# Professional trainers near Fargo?



## HUNTNFISHND (Mar 16, 2004)

I'm going to want my dog FF'd next spring and am looking for a trainer near Fargo. Does anybody know of someone?


----------



## USAlx50 (Nov 30, 2004)

How close is considered near?


----------



## hunt4P&amp;Y (Sep 23, 2004)

Wally Wall. SP??

He works mainly with pointers however, and judging by your picture you have a lab. I can try and round up his number, if you are interested. His dogs are top notch. He runs GSP's and they are awsome!

Let me know if you are interested.


----------



## Springer (Dec 21, 2004)

Give Chris a call if he can't he will know someone that can help you.

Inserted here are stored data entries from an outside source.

PR #24, opened 2024-07-29
API endpoints reporting and other minor improvements

tudor-timcu:
- Report API endpoints with Route & Methods & Hits
- Handle graceful exit when PHP-FPM does not run as root (more generically for cases when the unix socket cannot be created or gRPC server cannot be initialized)
- Improved filename logging for better tracking

### DIFF
--- a/lib/request-processor/grpc/client.go
+++ b/lib/request-processor/grpc/client.go
@@ -37,6 +37,7 @@ func Uninit() {
 	conn.Close()
 }
 
+/* Send outgoing domain to Aikido Agent via gRPC */
 func OnReceiveDomain(domain string) {
 	if client == nil {
 		return
@@ -53,6 +54,7 @@ func OnReceiveDomain(domain string) {
 	log.Debugf("Domain sent via socket: %v", domain)
 }
 
+/* Send request metadata (route & method) to Aikido Agent via gRPC */
 func OnReceiveRequestMetadata(method string, route string) {
 	if client == nil {
 		return


include/Utils.h
```diff
@@ -60,3 +60,6 @@ std::string get_environment_variable(const std::string& env_key);
 std::string config_override_with_env(const std::string& env_key, const std::string default_value);
 
 bool config_override_with_env_bool(const std::string& env_key, bool default_value);
+
+bool send_request_data_to_agent();
```
willem-delbare: this only shares domain-level data right?
let's rename 'share_outbound_domain_data..'

lib/agent/grpc/server.go
```diff
@@ -26,7 +26,36 @@ func (s *server) OnReceiveDomain(ctx context.Context, req *protos.Domain) (*empt
 	return &emptypb.Empty{}, nil
 }
 
-func Init() {
+func (s *server) OnReceiveHttpRequestInfo(ctx context.Context, req *protos.HttpRequestInfo) (*emptypb.Empty, error) {
```
willem-delbare: lets clarify in a comment: weonly recieve method + routes here!

lib/php-extension/Utils.cpp
```diff
@@ -86,3 +90,55 @@ bool config_override_with_env_bool(const std::string& env_key, bool default_valu
...
+        route = route.substr(0, pos);
+    }
+    json result = {
+        {"route", route},
+        {"method", method}
+    };
+    return result;
+}
+
+bool send_request_data_to_agent(){
```
willem-delbare: let's call it metadata , we're never sending body etc

lib/php-extension/Aikido.cpp
```diff
@@ -182,7 +182,14 @@ PHP_RINIT_FUNCTION(aikido) {
 
 		AIKIDO_LOG_DEBUG("Aikido Request Processor initialized successfully!\n");
 	}
-
+	
+	zend_string *server_str = zend_string_init("_SERVER", sizeof("_SERVER") - 1, 0);
+	if (server_str){
+		zend_is_auto_global(server_str); 
+		zend_string_release(server_str);
```
willem-delbare: can you comment what this code does?

lib/request-processor/grpc/client.go
```diff
@@ -52,3 +52,19 @@ func OnReceiveDomain(domain string) {
 
 	log.Debugf("Domain sent via socket: %v", domain)
 }
+
+func OnReceiveHttpRequestInfo(method string, route string) {
```
willem-delbare: metadata again? the client is the one sending it not? Shouldn't this function be named send?
if that's not possible, let's commend to clarify things

lib/request-processor/handle_http_request_info.go
```diff
@@ -0,0 +1,22 @@
+package main
+
+import (
+	"main/grpc"
+	"main/log"
+	"main/utils"
+)
+
+func OnHttpRequestInfo(data map[string]interface{}) string {
```
willem-delbare: meta..

PR #27, opened 2024-08-04
Rate limiting support

tudor-timcu:
- Rate limiting support
- Passing endpoint configs to request processors (polling thread that gets config once every minute)
- Checking if a route + method is rate limited and if so do a sync call via gRPC with timeout
- If it's not rate limited, do async call as before
- In agent, for routes that are rate limited, store buckets of 1 minute in a queue that acts as a sliding window and keeps the moving total for the past x minutes that are configured for rate limiting
- Use the stored data to reply to the blocking requests with the status of rate limiting, if the request should be forwarded to server or not
- If it shouldn't be forwarded to server (rate limited), throw exception to the php server layer
- Generic support for PHP templates to be executed in the C++ layer, via a custom action called "exit" that evaluates PHP code that sets http response code + message + exit
- Handling rate limiting scenarios by using this new output action
- Some refactoring

### DIFF
--- a/include/Includes.h
+++ b/include/Includes.h
@@ -22,6 +22,7 @@
 #include "ext/standard/info.h"
 #include "GoCGO.h"
 #include "php_aikido.h"
+#include "PhpTemplates.h"
 
 #include "3rdparty/json.hpp"
 
--- a/include/PhpTemplates.h
+++ b/include/PhpTemplates.h
@@ -1,0 +1,6 @@
+#pragma once
+
+#define PHP_EXIT_ACTION_TEMPLATE "http_response_code(%d);\n" \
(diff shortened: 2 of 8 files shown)


lib/request-processor/grpc/config.go
```diff
@@ -0,0 +1,69 @@
...
+	"main/globals"
+	"main/ipc/protos"
+	"time"
+)
+
+var (
+	stop              chan struct{}
+	cloudConfigTicker = time.NewTicker(1 * time.Minute)
+)
+
```
willem-delbare, line 14: could you comment the goal of this class? It's to transmit a (partial) copy of the config to the child threads?

PR #30, opened 2024-08-09
Path traversal detection

tudor-timcu:
- Path traversal detection
- Support for extracting url, https, method, query, header, remote address & cookies - all necessary for detection
- Support for extracting and parsing the body
- Pass data on a new event called "path_accessed" to the request processor for checking the detection (along with the request context)
- Hook multiple PHP functions that do path operations (basename, chgrp, chmod, chown, clearstatcache, copy, dirname, disk_free_space), extract path parameter and pass to the "path_accessed" event
- Support for functions that have either one or two path arguments
- Added test for all the new functionality
- Added support for ExtractStringsFromUserInput, ParseFormData and tryDecodeAsJWT

### DIFF
--- a/lib/php-extension/Handle.cpp
+++ b/lib/php-extension/Handle.cpp
@@ -17,6 +17,7 @@ unordered_map<std::string, PHP_HANDLERS> HOOKED_FUNCTIONS = {
 	
 	/* Path traversal */
 	AIKIDO_REGISTER_FUNCTION_HANDLER_EX(basename,             handle_file_path_access),
+	AIKIDO_REGISTER_FUNCTION_HANDLER_EX(chdir,             	  handle_file_path_access),
 	AIKIDO_REGISTER_FUNCTION_HANDLER_EX(chgrp,	              handle_file_path_access),
 	AIKIDO_REGISTER_FUNCTION_HANDLER_EX(chmod,                handle_file_path_access),
 	AIKIDO_REGISTER_FUNCTION_HANDLER_EX(chown,                handle_file_path_access),
@@ -55,6 +56,7 @@ unordered_map<std::string, PHP_HANDLERS> HOOKED_FUNCTIONS = {
 	AIKIDO_REGISTER_FUNCTION_HANDLER_EX(lstat,                handle_file_path_access),
 	AIKIDO_REGISTER_FUNCTION_HANDLER_EX(mkdir,                handle_file_path_access),
 	AIKIDO_REGISTER_FUNCTION_HANDLER_EX(move_uploaded_file,   handle_file_path_access_2),
+	AIKIDO_REGISTER_FUNCTION_HANDLER_EX(opendir,              handle_file_path_access),
 	AIKIDO_REGISTER_FUNCTION_HANDLER_EX(parse_ini_file,       handle_file_path_access),
 	AIKIDO_REGISTER_FUNCTION_HANDLER_EX(pathinfo,             handle_file_path_access),
 	AIKIDO_REGISTER_FUNCTION_HANDLER_EX(readfile,             handle_file_path_access),
@@ -62,6 +64,7 @@ unordered_map<std::string, PHP_HANDLERS> HOOKED_FUNCTIONS = {
 	AIKIDO_REGISTER_FUNCTION_HANDLER_EX(realpath,             handle_file_path_access),
 	AIKIDO_REGISTER_FUNCTION_HANDLER_EX(rename,               handle_file_path_access_2),
 	AIKIDO_REGISTER_FUNCTION_HANDLER_EX(rmdir,                handle_file_path_access),
+	AIKIDO_REGISTER_FUNCTION_HANDLER_EX(scandir,              handle_file_path_access),
 	AIKIDO_REGISTER_FUNCTION_HANDLER_EX(stat,                 handle_file_path_access),
 	AIKIDO_REGISTER_FUNCTION_HANDLER_EX(symlink,              handle_file_path_access_2),
 	AIKIDO_REGISTER_FUNCTION_HANDLER_EX(touch,                handle_file_path_access),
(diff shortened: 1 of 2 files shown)


lib/php-extension/Handle.cpp
```diff
@@ -1,18 +1,72 @@
...
+	AIKIDO_REGISTER_FUNCTION_HANDLER_EX(pathinfo,             handle_file_path_access),
+	AIKIDO_REGISTER_FUNCTION_HANDLER_EX(readfile,             handle_file_path_access),
+	AIKIDO_REGISTER_FUNCTION_HANDLER_EX(readlink,             handle_file_path_access),
+	AIKIDO_REGISTER_FUNCTION_HANDLER_EX(realpath,             handle_file_path_access),
+	AIKIDO_REGISTER_FUNCTION_HANDLER_EX(rename,               handle_file_path_access_2),
+	AIKIDO_REGISTER_FUNCTION_HANDLER_EX(rmdir,                handle_file_path_access),
+	AIKIDO_REGISTER_FUNCTION_HANDLER_EX(stat,                 handle_file_path_access),
+	AIKIDO_REGISTER_FUNCTION_HANDLER_EX(symlink,              handle_file_path_access_2),
+	AIKIDO_REGISTER_FUNCTION_HANDLER_EX(touch,                handle_file_path_access),
+	AIKIDO_REGISTER_FUNCTION_HANDLER_EX(unlink,               handle_file_path_access),
```
hansott, line 71: * https://www.php.net/manual/en/function.scandir.php
* https://www.php.net/manual/en/function.chdir.php
* https://www.php.net/manual/en/function.opendir.php

lib/php-extension/HandlePathTraversal.cpp
```diff
@@ -0,0 +1,66 @@
...
+
+    std::string functionNameString(AIKIDO_GET_FUNCTION_NAME());
+    
+    inputEvent = {
+        { "event", "function_executed" },
+        { "data", {
+            { "function_name", "path_accessed" },
+            { "parameters", {
+                { "filename", filenameString },
+                { "filename2", "" },
```
hansott: maybe `NULL` is safer here? To be explicit that there isn't a path?

lib/php-extension/Utils.cpp
```diff
@@ -115,11 +114,67 @@ json get_route_and_method(zval *server) {
...
+    long maxlen = PHP_STREAM_COPY_ALL;
+    zend_string *contents;
+    php_stream *stream;
+
+    stream = php_stream_open_wrapper("php://input", "rb", 0 | REPORT_ERRORS, NULL);
+    if ((contents = php_stream_copy_to_mem(stream, maxlen, 0)) != NULL) {
+        php_stream_close(stream);
+        return std::string(ZSTR_VAL(contents));
+    }
+    php_stream_close(stream);
```
hansott, line 134: Do we need to rewind the stream so that user code can read it like normal?

lib/php-extension/Utils.cpp
```diff
@@ -115,11 +114,67 @@ json get_route_and_method(zval *server) {
...
+    bool https = extract_server_var(server, "HTTPS") != "" ? true : false;
+
+    if (server && Z_TYPE_P(server) == IS_ARRAY) {
+        return {
+            { "https", https },
+            { "url", (https ? "https://" : "http://") + extract_server_var(server, "HTTP_HOST") + extract_server_var(server, "REQUEST_URI") },
+            { "method", extract_server_var(server, "REQUEST_METHOD") },
+            { "query", extract_server_var(server, "QUERY_STRING") },
+            { "headers", extract_headers(server) },
+            { "remoteAddress", extract_server_var(server, "REMOTE_ADDR") },
```
hansott, line 169: Should we check the X-Forwarded-For header? https://github.com/AikidoSec/firewall-node/blob/main/library/helpers/getIPAddressFromRequest.ts#L3

e.g. when behind a load balancer

lib/request-processor/vulnerabilities/path-traversal/checkContextForPathTraversal.go
```diff
@@ -0,0 +1,36 @@
+package path_traversal
+
+import (
+	"main/helpers"
+	"main/utils"
+)
+
+var SOURCES = []string{"body", "routeParams", "query", "params", "headers", "cookies"}
```
hansott, line 8: could be handy to move this to a separate file in the future

lib/request-processor/vulnerabilities/path-traversal/checkContextForPathTraversal.go
```diff
@@ -0,0 +1,36 @@
...
+
+type Context map[string]interface{}
+
+func CheckContextForPathTraversal(filename string, operartion string, context Context, checkPathStart bool) *utils.InterceptorResult {
```
hansott, line 12: checkPathStart is never False?

hansott: I think we added that as a perf optimization in node

lib/php-extension/HandlePathTraversal.cpp
tudor-timcu: nlohmann json library does not support null fields. I'll remove it.

lib/php-extension/Utils.cpp
tudor-timcu: It's just a copy of the stream, does not affect the original one.

lib/php-extension/Utils.cpp
tudor-timcu: I'll do a separate PR with this.

lib/request-processor/vulnerabilities/path-traversal/checkContextForPathTraversal.go
tudor-timcu: I'll do it in a next PR.

PR #281, opened 2024-10-13
add function z_to_beta_se

RuiDongDR:
function `z_to_beta_se` is designed to impute `beta` and `se` when there is only z-scores in the summary statistics (sample size and MAF required too).


gaow:
@RuiDongDR nice documentation! I've messaged you some comments on slack. Let's address from there to improve the PR. Thanks!

PR #287, opened 2024-10-21
minor fix on syntax error

al4225:


gaow:
Thanks @al4225 i made some minor changes yesterday without testing. Good you catch that!

PR #314, opened 2024-12-16
MASH_Handle different structures

rl3328:
1. main changes in load_multitrait_R_sumstat(): a. add a  filter to only restrict to conditions in finemapped tsv file, not go over the whole rds file. b. felxibly handle different structure of xqtl and metabrain, go deeper detect $variant_names and $sumstats layer and convert bhat, sbhat into z score.(also made variants format consistent for xqtl and metabrain, which will otherwise cause error when merging in a flexible way)
2. changed all bhat, sbhat as z, which cause changes in large chunck of code. This might affect other functions(e.g. functions use filter_invalid_summary_stat() ).
3. I have no idea how to solve the erroneous checks...
4. All my modified functions were flexible to handle both "z" and "bhat/sbhat" structure. filter_invalid_summary_stat() was called in multigene_udr.R seperately without load_multitrait_R_sumstat(), I modified the commands accordingly. mash_rand_null_sample() is also improved, although til now, no other .R call it seperately.
In summary, I think the code should be good for handling these two structures.


R/mash_wrapper.R
```diff
@@ -518,59 +594,84 @@ load_multitrait_R_sumstat <- function(susie_fit, sumstats_db, coverage = NULL, t
   }
 
   merge_matrices <- function(matrix_list, value_column, ld_meta_file, id_column = "variants",
-                             remove_any_missing = FALSE) {
+                               remove_any_missing = FALSE) {
+    # Input validation
+    if (!is.list(matrix_list) || length(matrix_list) == 0) {
+      stop("matrix_list must be a non-empty list")
+    }
+    if (!is.character(value_column) || length(value_column) != 1) {
```
rl3328, line 602: just input validation, can be ignored

R/multigene_udr.R
```diff
@@ -69,7 +69,7 @@ multigene_udr <- function(combined_susie_list, coverage, independent_variant_lis
       mash_input,
       bhat = paste0(cond, ".b"),
       sbhat = paste0(cond, ".s"),
-      z = TRUE,
+      btoz = TRUE,
```
rl3328, line 72: filter_invalid_summary_stat() is also called here, so I changed the commands here accordingly

PR #315, opened 2024-12-17
fix unit test failure for twas.R

Chunmingl:


Chunmingl:
`Test null variable_name_obj` is commented out because `variant_name_obj` cannot be NULL

PR #330, opened 2025-02-04
update rss_finemapping part

rl3328:
1. Added a parameter no_comment to decide whether to to consider all content after '#' as comment in the column_mapping file(need corresponding modifications in rss_analysis.ipynb)
2. Fixed the `unused argument median_abs_corr = median_abs_corr`  error in some phenotypes
3. Tested and the output looked fine.

### DIFF
--- a/R/file_utils.R
+++ b/R/file_utils.R
@@ -762,7 +762,7 @@ load_twas_weights <- function(weight_db_files, conditions = NULL,
 #' @param region The region where tabix use to subset the input dataset.
 #' @param target User-specified gene/phenotype name used to further subset the phenotype data.
 #' @param target_column_index Filter this specific column for the target.
-#' @param no_comment whether to consider all content after '#' as comment in the column_mapping file.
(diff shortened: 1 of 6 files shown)


gaow:
@rl3328 thanks, but two issues:

1. I want to create a parameter for comment string as `comment_string = "#"` by default. Then when `comment_string=NULL` it will skip comment. In the SoS interface we just set it `paramter: comment_string = "NULL"`
2. Please revert the change on the median corr argument. If you use `gaow/susieR` it has the median correlation and that version will be used as future default SuSiE. Let's keep it that way, don't change it.

rl3328:
But there's one error only in linux:
```
Error: Failure in `/tmp/RtmptMVxGO/R_LIBS30386024cdd5/pecotmr/pecotmr-tests/testthat.Rout.fail`
 parallel processing ──
result_parallel$prediction$glmnet_predicted not equal to result_single$prediction$glmnet_predicted.
30/30 mismatches (average diff: 0.178)
```

PR #333, opened 2025-02-08
Fix a typo in load_rss_data interms of 'comment_string'

rl3328:
1. I fixed a typo to make comment-string considered as a char. This typo didn't affect my analyses, but for others which use comment.char, it might cause some issues.
I only changed `if (is.null(comment_string)) {` to `if (comment_string == "NULL")) {`, other changs show because that I commit in a new branch.


R/file_utils.R
```diff
@@ -773,7 +773,7 @@ load_twas_weights <- function(weight_db_files, conditions = NULL,
 load_rss_data <- function(sumstat_path, column_file_path, subset = TRUE, n_sample = 0, n_case = 0, n_control = 0, target = "",
                           region = "", target_column_index = "", comment_string = "#") {
   # Read and preprocess column mapping
-  if (is.null(comment_string)) {
```
gaow, line 776: @rl3328 i don't this this change is valid. We can talk

PR #343, opened 2025-02-20
make some dependencies optional

danielnachun:
This is a very large PR to make many of our dependencies optional.   This will simplify installation of the package, especially from source.  In local testing, all the unit tests that passed before still pass - we have accumulated some test failures unrelated to this PR which I will not be fixing here.


.github/recipe/recipe.yaml
```diff
@@ -51,15 +47,13 @@ requirements:
     - r-qgg
     - r-quadprog
     - r-quantreg
-    - r-r.utils
```
gaow, line 54: Im not sure where this is used but this sounds like a very basic package?

DESCRIPTION
```diff
@@ -13,48 +13,48 @@ Authors@R: c(person("Gao Wang",role = c("cre","aut"),
...
-    mr.mash.alpha,
-    mvsusieR,
-    pgenlibr,
     purrr,
-    qgg,
-    quantreg,
-    qvalue,
     readr,
     rlang,
-    snpStats,
```
gaow, line 47: if we have bigstatsr not sure where we need snpStats --- did we use snpStats in the genotype data loader from PLINK format? if so, we still need that. That is currently the only tested way to load genotype from

.github/recipe/recipe.yaml
danielnachun: It has no imports any more, so whatever we did use it for is now gone.

DESCRIPTION
danielnachun: Yes, it's for loading PLINK formats, and VCFs which I will add support for later.

R/file_utils.R
```diff
@@ -120,36 +126,39 @@ NoSNPsError <- function(message) {
 #' @param keep_indel Whether to keep indel SNPs.
 #' @return A vector of SNP IDs in the specified region.
 #'
-#' @importFrom data.table fread
+#' @importFrom vroom vroom
 #' @importFrom magrittr %>%
-#' @importFrom snpStats read.plink
 #' @export
 load_genotype_region <- function(genotype, region = NULL, keep_indel = TRUE, keep_variants_path = NULL) {
+  # Make sure snpStats is installed
```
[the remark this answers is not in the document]
gaow: Actually we may need to add to our pixi-setup script all the dependencies we now removed?

R/mash_wrapper.R
```diff
@@ -923,22 +928,23 @@ mash_pipeline <- function(mash_input, alpha, residual_correlation = NULL, uncons
...
     Shat = mash_input$strong.s, V = vhat,
     alpha, zero_Bhat_Shat_reset = 1000
   )
   # Canonical matrices
-  U.can <- cov_canonical(mash_data)
+  U.can <- mashr::cov_canonical(mash_data)
 
   # Penalty strength
   lambda <- ncol(mash_input$strong.z)
+  # NOTE: Please change this to use flashier + ED instead of UDR
```
gaow, line 947: @danielnachun this is very considerate -- could you use FIXME instead of NOTE? I typically do that then at some point search for all FIXME string in the code repo to see what needs extra work

R/regularized_regression.R
```diff
@@ -436,15 +439,14 @@ lasso_weights <- function(X, y) glmnet_weights(X, y, 1)
...
-#' @importFrom mr.ash.alpha mr.ash
 #' @importFrom stats predict
 #' @export
 mrash_weights <- function(X, y, init_prior_sd = TRUE, ...) {
   args_list <- list(...)
   if (!"beta.init" %in% names(args_list)) {
     args_list$beta.init <- lasso_weights(X, y)
   }
-  fit.mr.ash <- do.call("mr.ash", c(list(X = X, y = y, sa2 = if (init_prior_sd) init_prior_sd(X, y)^2 else NULL), args_list))
+  fit.mr.ash <- do.call("mr.ash.alpha::mr.ash", c(list(X = X, y = y, sa2 = if (init_prior_sd) init_prior_sd(X, y)^2 else NULL), args_list))
```
gaow, line 449: we need to check for existance of mr.ash.alpha at the start of this function

R/susie_ash.R
```diff
@@ -195,7 +195,6 @@
 #'
 #' @importFrom stats var
 #' @importFrom utils modifyList
-#' @importFrom mr.ash.alpha mr.ash coef.mr.ash
```
gaow, line 198: @danielnachun let's remove this file from pecotmr. We have a separate package for it now and eventually this is going into susieR

R/file_utils.R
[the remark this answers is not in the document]
danielnachun: It's a still a dependency of the `conda` package!  Just not in the NAMESPACE file.  So it will have no effect on our current setup - it will only matter when installing from source without a pixi environment.

R/regularized_regression.R
danielnachun: Thanks, I missed this one!

R/susie_ash.R
danielnachun: I'll remove this in my next commit.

http://www.windsorkennels.com/


----------



## HUNTNFISHND (Mar 16, 2004)

USAlx50 said:


> How close is considered near?


Like within an hour.

Would Wally Wall do a retriever? Where is he located?


----------



## labhunter_1 (Apr 22, 2006)

There is a guy in Wishek that just moved here from California that is really good trainer. Email me and I can give you his contact info.


----------



## nodakoutdoors.com (Feb 27, 2002)

What's the guys name out of Glyndon? We got a lab trained there maybe 15 years or so ago.


----------



## HUNTNFISHND (Mar 16, 2004)

Chris Hustad said:


> What's the guys name out of Glyndon? We got a lab trained there maybe 15 years or so ago.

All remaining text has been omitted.